Do you think that comes with a downside though? I was reading something awhile back how they were trying to reintroduce Samurai values back into the culture, in some sense to encourage the sort of masculinity of the Eastwood type, as a way to encourage the idea of marriage, fatherhood in young men, the sort of strong male figure that desires these things,  etc?

I’m sure their attempt to do so would fail,   but I don’t think their reasoning is flawed.

It makes sense. The big topic in the trendy press is the soushokukei men -- so called "grass-feeders" (as opposed to red meat-eaters) who are uninterested in sex and mature commitment with anyone other than an anime character pillow. Even the current TV "idols" look very androgynous to me. More than once I've asked my wife "who's that girl" about a TV person and heard "that's a boy." 

So maybe it's not tough-guy fighty-fight as much as just -- men who want women, who want to succeed in a career, who know how to make babies, etc. 
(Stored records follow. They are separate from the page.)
PR #6052, opened 2020-06-10
Add TOC and breadcrumb validation

lamebrain:
Integrate validations into existing pipelines for the following:
* toc-missing
* toc-deprecated
* toc-entry-duplicated
* toc-breadcrumb-link-external

###### Microsoft Reviewers: [Open in CodeFlow](http://wpcp.azurewebsites.net/CodeFlowProtocolProxy2.php?pullrequest=https://github.com/dotnet/docfx/pull/6052)

### DIFF
--- a/src/docfx/build/toc/BuildTableOfContents.cs
+++ b/src/docfx/build/toc/BuildTableOfContents.cs
@@ -31,13 +31,13 @@ namespace Microsoft.Docs.Build
             var (monikerErrors, monikers) = context.MonikerProvider.GetFileLevelMonikers(file.FilePath);
             errors.AddRange(monikerErrors);
 
-            var outputPath = context.DocumentProvider.GetOutputPath(file.FilePath);
-
-            var jsonOutputPath = LegacyUtility.ChangeExtension(context.DocumentProvider.GetOutputPath(file.FilePath, true), ".json");
-            if (string.Compare(jsonOutputPath, metadata.BreadcrumbPath, System.StringComparison.OrdinalIgnoreCase) == 0)
+            var outputUrl = context.DocumentProvider.GetDocsSiteUrl(file.FilePath);
+            if (string.Compare(outputUrl, metadata.BreadcrumbPath, System.StringComparison.OrdinalIgnoreCase) == 0)
             {
                 context.ContentValidator.ValidateBreadcrumbLinkExternal(model.Items, file.FilePath);
             }
+
+            var outputPath = context.DocumentProvider.GetOutputPath(file.FilePath);
 
             // enable pdf
             if (context.Config.OutputPdf)
--- a/src/docfx/build/toc/BuildTableOfContents.cs
+++ b/src/docfx/build/toc/BuildTableOfContents.cs
@@ -31,12 +31,6 @@ namespace Microsoft.Docs.Build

But your question is a good one... Could this more traditional masculine view be revived without the tendency to abuse one's spouse and tell her "make me a sandwich, bitch." 

Here as always I blame economics. Little by little they've been allowing women into the workplace (good) but slowly switching to a kind of mild austerity program where a family needs two incomes to live as well as one used to (bad). And the switch from big families with free-range kids swimming in the rivers to single-child families who raise their children like hothouse flowers doesn't help. This is a thing in America too, isn't it? Little kids have all their free time scheduled, I hear, whereas I used to just run wild all summer.